PR #1006, opened 2020-09-23
5006 legal type change

kialj876:
*Issue #:* /bcgov/entity#5006

*Description of changes:*
- legal-api portion for this ticket (breaking it up so that it's smaller PR)

### DIFF
--- a/legal-api/src/legal_api/models/business.py
+++ b/legal-api/src/legal_api/models/business.py
@@ -50,7 +50,8 @@ class Business(db.Model):  # pylint: disable=too-many-instance-attributes
         """Render an Enum of the Business Legal Types."""
 
         COOP = 'CP'
-        BCOMP = 'BC'
+        COMP = 'BC'
+        BCOMP = 'BEN'
 
     __versioned__ = {}
     __tablename__ = 'businesses'
--- a/legal-api/src/legal_api/models/filing.py
+++ b/legal-api/src/legal_api/models/filing.py
@@ -25,6 +25,7 @@ from sqlalchemy.ext.hybrid import hybrid_property
 from sqlalchemy.orm import backref
 
 from legal_api.exceptions import BusinessException
+from legal_api.models import Business
 from legal_api.models.colin_event_id import ColinEventId
 from legal_api.schemas import rsbc_schemas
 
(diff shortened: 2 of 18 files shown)


legal-api/src/legal_api/models/filing.py
```diff
@@ -58,16 +58,54 @@ class Source(Enum):
...
+            'title': 'Notice of Alteration Filing',
+            'codes': {
+                'BC': 'ALTER'
+            }
+        },
+        'annualReport': {
+            'name': 'annualReport',
+            'title': 'Annual Report Filing',
+            'codes': {
+                'CP': 'OTANN',
```
lekshmimallika-aot, line 74: Nice!

legal-api/src/legal_api/models/business.py
```diff
@@ -50,7 +50,8 @@ class LegalTypes(Enum):
         """Render an Enum of the Business Legal Types."""
 
         COOP = 'CP'
-        BCOMP = 'BC'
+        COMP = 'BC'
+        BCOMP = 'BEN'
```
severinbeauvais, line 54: Do the UIs have to change anything?
See https://github.com/bcgov/business-filings-ui/blob/master/src/enums/legalTypes.ts

legal-api/src/legal_api/reports/report.py
```diff
@@ -364,5 +373,6 @@ class ReportMeta:  # pylint: disable=too-few-public-methods
 
     entity_description = {
         'CP': 'cooperative',
-        'BC': 'BC Benefit Company'
+        'BC': 'BC Company',
+        'BEN': 'BC Benefit Company',
```
severinbeauvais, line 377: See https://github.com/bcgov/business-filings-ui/blob/master/src/enums/legalNames.ts

legal-api/src/legal_api/models/business.py
lekshmimallika-aot: There is ticket to update UIs.

https://github.com/bcgov/entity/issues/5048

legal-api/src/legal_api/reports/report.py
kialj876: Hey sev, I don't think that isn't relevant here. This object maps the backend legal type to the description. Unless you're saying we should be exporting the description from the front end, but I would disagree with that because we will be implementing a legal type/class table that we will pull the legal type/description from in the future

kialj876: I guess I can update this to pull the types from our temp class in business

kialj876: Or are you saying that 'cooperative' is an existing bug and it should be 'BC Cooperative'?

lekshmimallika-aot (approved):
Looks good!

legal-api/src/legal_api/reports/report.py
severinbeauvais: I was thinking that we would want legalTypes and legalNames to be the same on both sides.

kialj876: Oh okay -- I updated it to pull the value from the LegalTypes object in the backend (it needs to follow that)

kialj876:
> OK just leave it.

I'm afraid if I change it might break tests or cause a failure somewhere unexpected :P

severinbeauvais (approved):

legal-api/src/legal_api/reports/report.py
thorwolpert: It should probably be called legalTypes everywhere, as that was the original name in the schema to reduce confusion.
I'd assume legalName was the businesses legal name.

legal-api/src/legal_api/reports/report.py
```diff
@@ -363,6 +372,7 @@ class ReportMeta:  # pylint: disable=too-few-public-methods
     }
 
     entity_description = {
-        'CP': 'cooperative',
-        'BC': 'BC Benefit Company'
+        Business.LegalTypes.COOP.value: 'cooperative',
```
thorwolpert, line 375: Everything else is init capped, other than cooperatives? Should it be consistent?

legal-api/src/legal_api/reports/report.py
severinbeauvais: In the UI, `legalNames` is an enum to map the legal type name string. FWIW

legal-api/src/legal_api/reports/report.py
thorwolpert: @kialj876 is going to open a tech debt tix for this. With that, it's resolved in the is PR.

thorwolpert (approved):

legal-api/src/legal_api/reports/report.py
kialj876: https://github.com/bcgov/entity/issues/5088 made for this

PR #1016, opened 2020-10-01
Fix - Default value of corp type if legal type is not present in filing

lekshmimallika-aot:
*Issue #:* /bcgov/entity###

*Description of changes:*
We should not be looking at the business identifier prefix to identify the corp type in case the legal type is not
present in the business json. We should take that value from the business model.

### DIFF
--- a/legal-api/src/legal_api/resources/business/business_filings.py
+++ b/legal-api/src/legal_api/resources/business/business_filings.py
@@ -556,7 +556,7 @@ class ListFilingResource(Resource):
 
         else:
             mailing_address = business.mailing_address.one_or_none()
-            corp_type = filing.json['filing']['business'].get('legalType', business.identifier[:-7])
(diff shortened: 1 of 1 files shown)


legal-api/src/legal_api/resources/business/business_filings.py
```diff
@@ -556,7 +556,7 @@ def _create_invoice(business: Business,  # pylint: disable=too-many-locals
 
         else:
             mailing_address = business.mailing_address.one_or_none()
-            corp_type = filing.json['filing']['business'].get('legalType', business.identifier[:-7])
+            corp_type = filing.json['filing']['business'].get('legalType', business.legal_type)
```
kialj876, line 559: nice catch -- can we actually make this the other way around though? I don't think we should trust the json from the front end for legal type unless we have to

kialj876 (commented):
Looks good! One comment, but I leave the decision to you haha

kialj876 (approved):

◇ ◇ ◇ ◇ ◇

To do:
Wherever the string "present" is found in the listing above, copy the line that contains it.

Exercise result:
Fix - Default value of corp type if legal type is not present in filing
present in the business json. We should take that value from the business model.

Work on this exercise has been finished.